Biochar is attracting attention as an alternative carbon/fuel source to coal in the process industry and energy sector. However, it is prone to self-heating and often leads to spontaneous ignition and thermal runaway during storage, resulting in production loss and health risks. This study investigates biochar self-heating upon its contact with O 2 at low temperatures, i.e., 50–300 °C. First, kinetic parameters of O 2 adsorption and CO 2 release were measured in a thermogravimetric analyzer using biochar produced from a pilot-scale pyrolysis process. Then, specific heat capacity and heat of reactions were measured in a differential scanning calorimeter. Finally, a one-dimensional transient model was developed to simulate self-heating in containers and gain insight into the influences of major parameters. The model showed a good agreement with experimental measurement in a closed metal container. It was observed that char temperature slowly increased from the initial temperature due to heat released during O 2 adsorption. Thermal runaway, i.e., self-ignition, was observed in some cases even at the initial biochar temperature of ca. 200 °C. However, if O 2 is not permeable through the container materials, the temperature starts decreasing after the consumption of O 2 in the container. The simulation model was also applied to examine important factors related to self-heating. The results suggested that self-heating can be somewhat mitigated by decreasing the void fraction, reducing storage volume, and lowering the initial char temperature.
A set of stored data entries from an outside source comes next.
PR #919, opened 2016-03-17
Syncing to the latest version of the Clean script.

StephenBonikowsky:
* The script was updated to check for and kill the long running VBCSCompiler.exe task before continuing cleaning tasks.

### DIFF
--- a/clean.cmd
+++ b/clean.cmd
@@ -12,6 +12,7 @@ if [%1] == [] (
 set clean_targets=
 set clean_src=
 set clean_tools=
+set clean_environment=
 set clean_all=
 set clean_successful=true
 
@@ -45,9 +46,15 @@ if /I [%1] == [/t] (
   goto Next
 )
 
+if /I [%1] == [/e] (
+  set clean_environment=true
+  goto Next
+)
+
 if /I [%1] == [/all] (
   set clean_src=
   set clean_tools=
+  set clean_environment=
   set clean_targets=Clean;CleanPackages;CleanPackagesCache;
   set clean_all=true
   goto Begin
@@ -61,9 +68,10 @@ shift /1
 goto Loop
 
 :Begin
+if /I [%clean_environment%] == [true] (
+  call :CleanEnvironment
+)
 
-echo Running init-tools.cmd
-call %~dp0init-tools.cmd
 
 if /I [%clean_src%] == [true] (
   echo Cleaning src directory ...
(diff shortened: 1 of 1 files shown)


clean.cmd
```diff
@@ -125,4 +139,11 @@ if NOT [%ERRORLEVEL%]==[0] (
...
   set clean_successful=false
 )
+exit /b
+
+:CleanEnvironment
+REM If VBCSCompiler.exe is running we need to kill it
+echo Stop VBCSCompiler.exe execution.
+echo. >> %cleanlog% && echo Stop VBCSCompiler.exe execution. >> %cleanlog% 
+for /f "tokens=2 delims=," %%F in ('tasklist /nh /fi "imagename eq VBCSCompiler.exe" /fo csv') do taskkill /f /PID %%~F >> %cleanlog%
 exit /b
```
StephenBonikowsky: Yes I know, but that's how they checked it in to corefx, sigh. Trying to keep the diffs clean.

StephenBonikowsky:
So for those of us that used "git clean -xdf", it looks to me like the closest thing is just "clean /all".

roncain:
LGTM. Thank you @StephenBonikowsky .
Observation for future: we may want to use clean.cmd in our CI and nightly build scripts

zhenlan:
LGTM

@roncain I don't know if we run clean on CI today. Did you see issues with CI due to not clean? Also apparently, clean.cmd is windows only so it cannot run on Linux CI.

roncain:
@Zhenlan -- I think we may want to consider running clean.cmd on Windows and clean.sh on Linux CI's, and possibly nightly builds.  It looks like our repo is already up to date for clean.sh.  I haven't seen CI breakage personally, but VBCSCompile breaks my day-to-day workflow every few minutes, so it's easy to imagine it will get us sooner or later.  Plus, a centralized clean script will always be where new logic goes, so it would be better to rely on the "blessed" clean script and not duplicate code. Example: the clean on TFS also cleans out some private NuGet caches.  I think it's time to embrace the workflow scripts.

iamjasonp:
I've seen things break before due to this issue when running back-to-back CI runs. 

We don't _typically_ see CI breakage typically because we both: 
1. don't run CI often enough
2. run in a pool of machines rather than just one

Script LGTM. We can take on incorporating clean.cmd to CI at a later time. We may also need to consider incorporating this into the under-construction git sync web service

This study demonstrated a robust way to estimate the cooling demands required in the biochar production process.

Suggested Citation

  • Aekjuthon Phounglamcheik & Nils Johnson & Norbert Kienzl & Christoph Strasser & Kentaro Umeki, 2022. "Self-Heating of Biochar during Postproduction Storage by O 2 Chemisorption at Low Temperatures," Energies, MDPI, vol. 15(1), pages 1-16, January.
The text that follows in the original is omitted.